I am totally obsessed with the Netflix show "The Crown" (fair warning: there are probably going to be a lot of books about the royal family in the upcoming weeks). This was a companion guide which helped separate fact from fiction on the show, along with pictures of the actors and the real life people they portray. It was a fun, quick read and I'm hoping they do it for every season of the show. This one just covered the first season.
Max Allan Collins polished up a few of Mickey's manuscripts to publish for the 100th anniversary of his birthday. This book contained two novellas, an early one and his "last" one. The first was the early Spillane, called "A Bullet For Satisfaction". A cop named Rod gets a little too close to discovering the truth about the Syndicate and their hold on his small town, and is fired for his trouble. He continues investigating, though, determined to bring the corruption to an end. "The Last Stand" was really different, but I enjoyed it.
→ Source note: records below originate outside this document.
PR #936, opened 2023-06-07
k8s: fix api helmfile release version

tarrow:
Current ternary definition appears to not work for production. Let's try the more verbose if, else and end syntax. This should be tested by a second developer to apply cleanly to both environments before merging

### DIFF
--- a/k8s/helmfile/helmfile.yaml
+++ b/k8s/helmfile/helmfile.yaml
@@ -148,7 +148,7 @@ releases:
 
   - name: api
     chart: wbstack/api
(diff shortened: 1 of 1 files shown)


deer-wmde (approved):
For staging I get the expected ES PodDisruptionBudget error and a clean diff for prod. Therefore I assume this works as intended.

tarrow:
hrm, so the yaml linting fails. I guess because the linter doesn't realise that this is actually a template rather than a plain yaml file

dati18 (approved):

PR #939, opened 2023-06-12
fix(tf): smtp credentials are missing from additional namespaces

m90:
Ticket https://phabricator.wikimedia.org/T330389

MediaWiki jobs in the `api-jobs` namespace currently fail to start up as they fail to find a specified secret:

```
secret "smtp-credentials" not found
```


tarrow (approved):
Fantastic; I also had no idea about this `moved` syntax (https://developer.hashicorp.com/terraform/language/modules/develop/refactoring). We should have been doing this all along

deer-wmde (approved):
Ahh! I wondered where the missing link is, this looks promising :+1:

PR #944, opened 2023-06-13
feat(monitoring): enable kube-state-metrics collection

m90:
When trying to monitor the deployment of #942 I noticed we currently disable collection of all Kubernetes metrics. Enabling `kube-state-metrics` will give us metrics like job count et al: https://github.com/kubernetes/kube-state-metrics/blob/31d6e8fc265b1dadf543f2ed7da27a046c50c29f/docs/README.md


deer-wmde:
I wonder if this increases costs in any significant way? I have no idea, really, the thought just popped into my mind seeing this

m90:
It does definitely increase costs, but nothing extraordinary.

PR #1164, opened 2023-09-14
feat: add linting for terraform files

m90:
Enforces ADR No. 9, added in #893

This includes two changes:
- fail the build in case any terraform file is not formatted correctly
- reformat all files that would currently fail that test

When used like this, it'd be left up to the individual dev to decide how to format their changes (i.e. via IDE, CLI or git hooks).

### DIFF
--- a/.github/workflows/lint.yaml
+++ b/.github/workflows/lint.yaml
@@ -1,5 +1,5 @@
 on: push
-name: Test
+name: Lint
 jobs:
   lint:
     runs-on: ubuntu-latest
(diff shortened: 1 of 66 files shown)


.github/workflows/lint.yaml
```diff
@@ -1,5 +1,5 @@
 on: push
-name: Test
+name: Lint
```
m90, line 2: "Lint" is probably a bit less misleading as we're not really testing anything here.

tarrow (approved):

deer-wmde (approved):

PR #1171, opened 2023-09-19
chore(cleanup): recaptcha values

deer-wmde:
This PR cleans up some value files
  - prod: api: `sitekeySecretName` gets removed (only UI needs it)
  - local & staging: api: recaptcha3 secret secret name gets read from private.yaml 
  - local: `external` block from api.values gets removed - honestly idk why it was even there
  - local: ui: recaptcha3 site secret name gets read from private.yaml
  - local: mw: recaptcha2 secrets name gets read from private.yaml
  - local: rename recaptcha secrets to match staging/prod (`recaptcha-vN-secrets` vs `recaptcha-vN-dev-secrets`)
    - **this will require to update your tfvars files**

### DIFF
--- a/k8s/helmfile/env/local/api.values.yaml.gotmpl
+++ b/k8s/helmfile/env/local/api.values.yaml.gotmpl
@@ -36,20 +36,13 @@ app:
     smtpPasswordSecretKey: password
   recaptcha:
     minScore: 0.5
-    secretSecretName: recaptcha-v3-dev-secrets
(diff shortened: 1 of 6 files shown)


deer-wmde:
> Probably at some point we ought to just give all these secrets the same name in all environments but whatever ;)

yeah I wanted to include that, but it's in the terraform modules... which is the same repo I now realize. Will add

PR #1183, opened 2023-10-04
docs(adr): ADR no. 10 - Backup Bucket Usage

deer-wmde:
A proposal to use GCP buckets differently, to avoid situations where we have zero logical backups.

An example of how this could look like can be currently seen in the staging backup bucket: https://console.cloud.google.com/storage/browser/wikibase-dev-sql-backup

Another approach to tackle this and logical SQL backups in general could be to revisit [ADR no. 1](https://github.com/wmde/wbaas-deploy/blob/9ff399e53b55f6be1939c458ea2003956b7baa72/doc/adr/0001-use-gke-backup-for-maria-logical-backups.md) since meanwhile the feature availability reached GA


deer-wmde:
Concern raised in daily "but is there no risk we quickly overwrite the backup with 7 different nearly empty/corrupt versions?"

deer-wmde:
> Concern raised in daily "but is there no risk we quickly overwrite the backup with 7 different nearly empty/corrupt versions?"

Today I remembered that we have a check for that in place, so maybe this ADR would still be helpful to implement.

https://github.com/wmde/wbaas-backup/blob/main/src/validate_expected_files.sh

tarrow (approved):
let's at least merge this as proposed

PR #1184, opened 2023-10-04
docs(adr): ADR no. 11 Handling FQDNs

deer-wmde:
An ADR about handling FQDNs, especially if they consinst of non-ASCII characters.

### DIFF
--- a/doc/adr/0011-handling-fqdns.md
+++ b/doc/adr/0011-handling-fqdns.md
@@ -1,0 +1,30 @@
+# 11) Handling FQDNs {#adr_0011}
+
+<!--
+Don't forget to update the TOC in index.md when adding a new record
+-->
+
+Date: 2023-10-04
+
+## Status
+
+proposed
+
+## Context
+(FQDN = Fully qualified domain name)
+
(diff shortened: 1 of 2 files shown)


doc/adr/0011-handling-fqdns.md
```diff
@@ -0,0 +1,30 @@
...
+proposed
+
+## Context
+(FQDN = Fully qualified domain name)
+
+Wikibase.cloud allows it's users to create wikis with subdomains on `wikibase.cloud` or to use their own domain names. In both cases, the (resulting) FQDN gets stored in MariaDB database as-is. In August 2023 it became apparent that FQDNs with special characters (= non-ASCII), causes troubles in the system [1], one of which being k8s only allowing handling of hostnames according to RFC 1123 [2][3].
+
+## Decision
+
+To circumvent current and future troubles with non-ASCII domain names, from the moment the system receives the name during creation of a wiki, it gets encoded to punycode[4] (an encoding allowing unicode via ascii representation), and gets handled only in that format internally. As soon as the value leaves the internal API, it gets decoded to it's original representation in unicode.
```
deer-wmde, line 20: What are all the places where the domain names get used? How happy are mediawiki, QS, etc. with non-ascii/punycode FQDNs? ElasticSearch?

deer-wmde: I actually remember now testing only using punycode for the k8s ingress, mediawiki wasn't happy about that, I assume similar results for other services. What I'm a bit worried about are the implications for Wikibase and for example results in the Query Service. Can't tell if this would be problematic or be actually the exact right thing to do.

tarrow (approved):

deer-wmde:
I hate to say it but maybe we should rethink this, see https://github.com/wbstack/api/pull/652#issuecomment-1760085952

tarrow (approved):

PR #1185, opened 2023-10-05
feat(monitoring): alert policy for SQL backup disk usage

deer-wmde:
https://phabricator.wikimedia.org/T348148#9228815

### tf-module-monitoring-20
- Adds an alerting policy in case the scratch disk used by the logical SQL backups is getting to a critical usage (it will fill up eventually again and again, and this way we can act in advance)
- Fixes alerting policy for failed backups by setting the duration period to 24h (previously 24h 30m, which is invalid, max is 24h)


tarrow (approved):
Looks good to me, trust you've already tested on staging so I won't repeat this

deer-wmde:
I pushed another commit after successfully testing that setting the duration period of the other backup alert to 24h (instead of 24h 30m) fixes it

PR #1187, opened 2023-10-10
chore(es6): staging - increase timeout for cluster info update job

deer-wmde:
Temporary staging pendant to #1186


k8s/helmfile/env/staging/elasticsearch.values.yaml.gotmpl
```diff
@@ -10,6 +10,11 @@ imageTag: "6.8.23-wmde.6"
 
 esJavaOpts: "-Xms2g -Xmx2g"
 
+# this section can be removed once #1186 is merged
+esConfig:
+  elasticsearch.yml: |
+    cluster.info.update.timeout: 20s
```
m90, line 16: I think this would need to repeat all that there is in the production config as it is a plain string and won't get merged.

PR #1196, opened 2023-10-17
chore(elasticsearch): set heapSize to half the memory limit

AndrewKostka:


m90 (approved):
I'm surprised this isn't the default. At least this what we have been doing in v6 and what's recommended basically everywhere else as well.

PR #1227, opened 2023-10-30
chore: update chart for queryservice-updater

m90:
Ticket https://phabricator.wikimedia.org/T333163

Requires https://github.com/wbstack/charts/pull/130

### DIFF
--- a/k8s/helmfile/env/production/api.values.yaml.gotmpl
+++ b/k8s/helmfile/env/production/api.values.yaml.gotmpl
@@ -1,5 +1,5 @@
 image:
-  tag: 8x.25.7
+  tag: 8x.26.0
 
 replicaCount:
   web: 1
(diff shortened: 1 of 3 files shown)


k8s/helmfile/env/production/api.values.yaml.gotmpl
```diff
@@ -44,6 +44,8 @@ ingress:
   {{- end }}
 
 wbstack:
+  qsBatchesMarkFailedAfter: 3
+  qsBatchesRetryAfter: 'PT300S'
```
deer-wmde, line 48: If I'm not mistaken, in the chart these are named starting with `qsBatch` (vs `qsBatches`) so one of them needs to change

deer-wmde: also `RetryAfter` vs `PendingTimeout`

deer-wmde (approved):

PR #1229, opened 2023-10-30
feat(nginx): allow blocking certain user-agents on production

AndrewKostka:


m90:
We do have a blocking mechanism in place already and it's configured here: https://github.com/wmde/wbaas-deploy/blob/main/k8s/helmfile/env/production/ingress-nginx.values.yaml.gotmpl#L11

PR #158, opened 2019-05-08
Add option to render zip code

liamkeaton:
## Feature Description
Need to display post code as zip code

### DIFF
--- a/partials/postcode.html
+++ b/partials/postcode.html
@@ -1,14 +1,20 @@
 <div id="postCodeField" class="o-forms o-forms--wide ncf__field js-field{{#if hasError}} o-forms--error{{/if}}" data-ui-item="form-field" data-ui-item-name="postCode" data-validate="required">
 
-	<label for="postCode" class="o-forms__label">Post code</label>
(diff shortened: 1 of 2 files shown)


partials/postcode.html
```diff
@@ -1,14 +1,20 @@
...
+	<label for="postCode" class="o-forms__label">
+		{{#if isZipCode}}
+		Zip code
+		{{else}}
+		Post code
+		{{/if}}
+	</label>
 
-	<input type="text" id="postCode" name="postCode" value="{{value}}" placeholder="Post code"
+	<input type="text" id="postCode" name="postCode" value="{{value}}" placeholder="{{#if isZipCode}}Zip code{{else}}Post code{{/if}}"
```
remybach: Probably a silly question, but membership interpret this as `zipcode` themselves at some point, correct (talking about the `name` attribute)?

liamkeaton: We can change this to be zipcode in the application if needed, keeping it always as postCode should mean we reduce our data model

PR #161, opened 2019-05-09
Fieldset accessibility improvements

remybach:
## Feature Description

I need to be able to pass in the heading text for a `fieldset` containing accessibility related markup.

While I was there I noticed that the partials documentation was sorely lacking so I refactored what was there and added the documentation for the `fieldset` and `loader` partials. The rest will need to be added later as there are still 25+ missing partials from this file.

For clarity, this is what the implementation would look like:

```handlebars
{{#> n-conversion-forms/partials/fieldset name="details" headingLevel="h1" }}
  {{#*inline "header"}}
    <span class="o-normalise-visually-hidden">Personal </span>Details<span class="o-normalise-visually-hidden"> (page 1 of 3)</span>
  {{/inline}}
{{/ n-conversion-forms/partials/fieldset }}
```

## Link to Ticket / Card:

https://trello.com/c/LqaflqYj/1196-accessibility-details-page-heading

### DIFF
--- a/docs/PARTIALS.md
+++ b/docs/PARTIALS.md
@@ -2,7 +2,68 @@
 
 ## Content
 
+* [Fieldset](#fieldset)
+* [Loader](#loader)
 * [Message](#message)
+
+## Fieldset
+
+Renders a fieldset.
+
+### Options
+
++ `descriptor`: string - Text used to describe this set of fields.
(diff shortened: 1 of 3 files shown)


liamkeaton:
This would be a breaking change I think

PR #162, opened 2019-05-10
Add a11y capability to the Loader

remybach:
🐿 v2.12.3

## Feature Description

When the loader pops up, screen readers will immediately read the loader message and also prevent tabbing in the background. After the loader is done, any element that had focus previously gets its focus restored.

## Link to Ticket / Card:

https://trello.com/c/ut124coM/1171-accessibility-payment-payment-method-loading-overlay-text-underneath-overlay-is-readable-by-voiceover-confusing

## Screenshots:

ft-a11y-loader

### DIFF
--- a/utils/loader.js
+++ b/utils/loader.js
@@ -59,11 +59,27 @@ class Loader {
 	 * @param {object} content The optional content to set *before* showing the loader.
 	 */
 	show (content) {
+		this._previouslyFocused = document.activeElement;
+
 		if (content) {
 			this.setContent(content);
 		}
 		this.$loader.classList.add(this.VISIBLE_CLASS);
 		this.$loader.classList.remove(this.HIDDEN_CLASS);
+
+		this.$loader.tabIndex = 1;
+		this.$loader.focus();
+	}
+
+	/**
+	 * Show the loader and stop the user from being able to tab away from it or to what's underneath it.
+	 *
+	 * @param {object} content The optional content to set *before* showing the loader.
+	 */
+	showAndPreventTabbing (content) {
+		this.show(content);
+
+		this.element.addEventListener('keydown', this.interceptTab);
 	}
 
 	/**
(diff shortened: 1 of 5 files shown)


remybach:
What do you mean exactly? It's not controlling any other elements other than returning focus to where it was before it stole the focus (which _has to_ happen for screen readers to let the user know). The whole point of the component is to prevent the user from doing anything on the page while stuff is loading so this makes sense.

liamkeaton:
You make a good point that it's only trying to set the conditions back to the way they were but it's controlling the page rather than itself. It's also controlling keyboard events which you may not expect from a loader component.

I would argue these kind of global things should be handled by the applications javascript rather than the component otherwise the reusability and the extensibility of the component is reduced.

For example one improvement I would like to see is the loader to only appear over the part of the page that's loading, for example the payment iframe. For this scenario you may not wish for the keyboard events to be highjacked so you would then have to complicate this component further.

remybach:
There are 2 things here:

1. Stealing and restoring focus
    You'd arguably still want this to happen even for a partial page loader so the user on a screen reader would know this is happening.

2. Controlling keyboard events
    Yeah, I totally see your point and I agree with you. What about creating a `BlockingLoader` component that extends this one and has this additional functionality in it?


I feel that having the a11y functionality within the shared component means whoever uses it (which could very well be us in another app) gets that benefit for free.

utils/loader.js
```diff
@@ -57,13 +57,20 @@ class Loader {
 	 * Show the loader
 	 *
 	 * @param {object} content The optional content to set *before* showing the loader.
+	 * @param {object} currentFocus The element that currently has the focus. (optional)
 	 */
-	show (content) {
+	show ({ content, currentFocus } = {}) {
```
liamkeaton: Rather than pass this in can we use `document.activeElement` as the component already has the document?

remybach: TIL 🙌

liamkeaton:
I agree,

1. You're right as this would then read out the loader content hopefully?
2. Maybe a method `showAndBlockInterface`?

utils/loader.js
```diff
@@ -57,13 +57,23 @@ class Loader {
...
 		if (content) {
 			this.setContent(content);
 		}
 		this.$loader.classList.add(this.VISIBLE_CLASS);
 		this.$loader.classList.remove(this.HIDDEN_CLASS);
+
+		this.$loader.tabIndex = 1;
+		this.$loader.focus();
+
+		if (preventTabbing === true) {
```
liamkeaton: I would prefer this to be a different method, the `show` method should really only deal with showing the loader rather than preventing tabbing as well

PR #167, opened 2019-05-16
Add custom validation capability

remybach:
🐿 v2.12.3

## Feature Description

This is needed for cases like the one in `next-subscribe` (see gif below) where some offerIds aren't available in all countries.

~~I'm getting this up here for review before writing documentation and tests as it feels quite messy to me and could do with optimisation (I've been staring at this problem too long).~~

## Link to Ticket / Card:

https://trello.com/c/YIg1eEwm/1194-5-behaviour-when-user-selects-a-country-subscription-is-not-available-in

- [x] Yes

- [x] Yes

### DIFF
--- a/tests/utils/loader.spec.js
+++ b/tests/utils/loader.spec.js
@@ -3,6 +3,8 @@ const expect = require('chai').expect;
 const sinon = require('sinon');
 const sandbox = sinon.createSandbox();
 
+global.document = {};
+
 describe('Loader', () => {
 	let loader;
 	let documentStub;
--- a/utils/validation.js
+++ b/utils/validation.js
@@ -15,14 +15,14 @@ class Validation {
 		this.formChanged = false;
 		this.formSubmit = false;
 		this.mutePromptBeforeLeaving = mutePromptBeforeLeaving || false;
+		this.customValidation = new Map();
 	}
 
 	/**
 	 * Initalise
 	 */
 	init () {
-		if (!this.$form.length) return;
-
+		if (!this.$form) return;
 		for (const $el of this.$requiredEls) {
 			if (/(checkbox)/gi.test($el.type)) {
 				$el.addEventListener('change', this.checkElementValidity.bind(this, $el), false);
@@ -45,7 +45,6 @@ class Validation {
 				return this.formChanged && !this.formSubmit || null;
 			};
 		}
-
 		this.checkFormValidity();
 	}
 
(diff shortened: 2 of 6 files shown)


utils/validation.js
```diff
@@ -57,19 +58,90 @@ class Validation {
...
+		const $oFormsErrorText = $parent.querySelector('.o-forms__errortext');
+
+		$parent.classList.add('o-forms--error');
+
+		if (!document.querySelector(`#custom-validation-for-${$field.name}`)) {
+			const $message = document.createElement('div');
+
+			$message.id = id;
+			$message.className = 'o-forms--error ncf__custom-validation-error';
+			$message.innerHTML = `<div class="o-forms__errortext">${message}</div>`;
```
liamkeaton: Rather than creating a new form message could we store the original message with the custom validation so we can just swap them?

utils/validation.js
```diff
@@ -57,19 +58,90 @@ class Validation {
 		this.oForms.validateForm(event);
 	}
 
+	addCustomValidation ({ field, validationFn, errorMessage}) {
+		if (this.customValidation.get(field.name)) {
```
liamkeaton: Why limit to one custom validation per field? I can see in future maybe the need for multiple

utils/validation.js
```diff
@@ -57,19 +58,90 @@ class Validation {
...
+
 	/**
 	 * Checks a single elements validity.
 	 */
 	checkElementValidity ($el) {
-		// Make sure the input element has been updated (for example if this is from a label click for a checkbox).
-		this.oForms.validateInput($el);
+		const passedCustomValidation = this.checkCustomValidation();
+
+		// Don't do this if there's an existing custom validation error.
```
liamkeaton:
```suggestion
		// If field fails custom validation don't `validateInput` as it may pass standard validation
```

utils/validation.js
```diff
@@ -57,19 +58,90 @@ class Validation {
...
 	}
 
 	/**
 	 * Update the state of the form to reflect form validity.
 	 */
 	checkFormValidity () {
-		if (this.getInvalidEls().length === 0) {
+		const passedCustomValidation = this.checkCustomValidation();
+
+		// Don't do this if there's an existing custom validation error.
```
liamkeaton: Don't think this comment makes sense here

```suggestion
```

utils/validation.js
remybach: Because I use the field's name as a unique key when storing it. Thinking ahead a bit, there may be a case where you'd want to remove a custom validation function and you'd need a known unique identifier to do so.

liamkeaton: Storage can be solved by adding an ID or pushing onto an array? As for removing that would be more of an issue though, although we could use a similar method to [`removeEventListener`](https://developer.mozilla.org/en-US/docs/Web/API/EventTarget/removeEventListener) which looks for the unique function in the storage.

remybach: At this point I worry about over-engineering and adding unnecessary complexity. Can we cross that bridge if/when we get there?

liamkeaton: Sure

tests/utils/loader.spec.js
```diff
@@ -3,6 +3,8 @@ const expect = require('chai').expect;
 const sinon = require('sinon');
 const sandbox = sinon.createSandbox();
 
+global.document = {};
```
liamkeaton: 😢

remybach: The alternative was refactoring this whole test (in the limited time I had) to use `jsdom`. I did try, but it was becoming painful and needed to move on.

PR #168, opened 2019-05-16
Find the value from the input or select from form element

liamkeaton:
## Feature Description
We need to find the value of the form element

## Link to Ticket / Card:
https://trello.com/c/e4KJFoBU/1216-paypal-payments-from-usa-and-can-are-hitting-payment-issues

- [ ] Yes
- [X] Not required for this ticket

- [ ] Yes
- [X] Not required for this ticket

### DIFF
--- a/utils/form-element.js
+++ b/utils/form-element.js
@@ -56,6 +56,13 @@ class FormElement {
 		this.inputs.forEach(input => input.disabled = false);
 	}
 
+	/**
+	 * Get the value of the form element
+	 * Assumes the first input or select is what's required
+	 */
+	value () {
+		return this.$el.querySelector('input,select').value;
+	}
 }
 
 module.exports = FormElement;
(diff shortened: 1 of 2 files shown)


utils/form-element.js
```diff
@@ -56,6 +56,14 @@ class FormElement {
 		this.inputs.forEach(input => input.disabled = false);
 	}
 
+	/**
+	 * Get the value of the form element
+	 * Assumes the first input or select is what's required
+	 */
+	value () {
+		return this.$el.querySelector('input,select').value;
```
remybach: `textarea`?

liamkeaton: We currently don't have any textareas in our forms and I don't think we will

utils/form-element.js
```diff
@@ -56,6 +56,14 @@ class FormElement {
...
+	}
+
```
umbobabo: This space can be probably removed.

utils/form-element.js
umbobabo:
```suggestion
		return this.$el.querySelector('input, select').value;
```

PR #173, opened 2019-05-28
Bump o-forms and o-loading to fix dependency resolution issues

remybach:
🐿 v2.12.3

### DIFF
--- a/styles/loader.scss
+++ b/styles/loader.scss
@@ -24,9 +24,11 @@
 			color: oColorsGetPaletteColor('white');
 
 			&::before {
-				@include oLoadingColor('light');
-				@include oLoadingSize('large');
-				@include oLoading();
+				@include oLoadingContent($opts: (
+					'theme': 'light',
+					'size': 'large'
+				));
+
 
 				content: '';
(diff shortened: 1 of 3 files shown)


styles/loader.scss
```diff
@@ -24,9 +24,11 @@
 			color: oColorsGetPaletteColor('white');
 
 			&::before {
-				@include oLoadingColor('light');
-				@include oLoadingSize('large');
-				@include oLoading();
+				@include oLoading($opts: (
```
liamkeaton: Not sure this will work, don't we need oLoadingContents?

remybach: If it doesn't work then [the documentation](https://github.com/Financial-Times/o-loading#sass) is wrong. Will fire up the demo to double check though.

liamkeaton: I the second example it says if you don't need the `o-loading` classes then implement like -

```js
@import 'o-loading/main';

.my-loading-spinner {
	@include oLoadingContent($opts: (
		'theme': 'light',
		'size': 'small'
	));
}
```

PR #184, opened 2019-06-06
Added trial banner to be used in next-corp-signup

richardLuko:
🐿 v2.12.3

## Feature Description
Added banner with new design for next-corp-signup

## Link to Ticket / Card:
https://trello.com/c/WF2pSe2e/1240-1-add-top-banner-for-b2b-trial-forms

## Screenshots:
Narrow view:
Screenshot 2019-06-06 at 12 37 08
Wide view:
Screenshot 2019-06-06 at 12 36 58

- [x] Yes

- [x] Yes

### DIFF
--- a/partials/trial-banner.html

Set after 2001, a pilot named Joe crashes in the desert on an Indian reservation and is rescued by Pete. Pete takes him home and introduces him to his gorgeous sister, Running Fox. Joe and Running Fox fall for each other, but there's the little matter of a mineral deposit the government (and the bad guys) are keen to get their hands on and Joe knows where to find. Both were great, fun reads. I'm going to be sad when Collins runs out of Spillane's manuscripts to publish.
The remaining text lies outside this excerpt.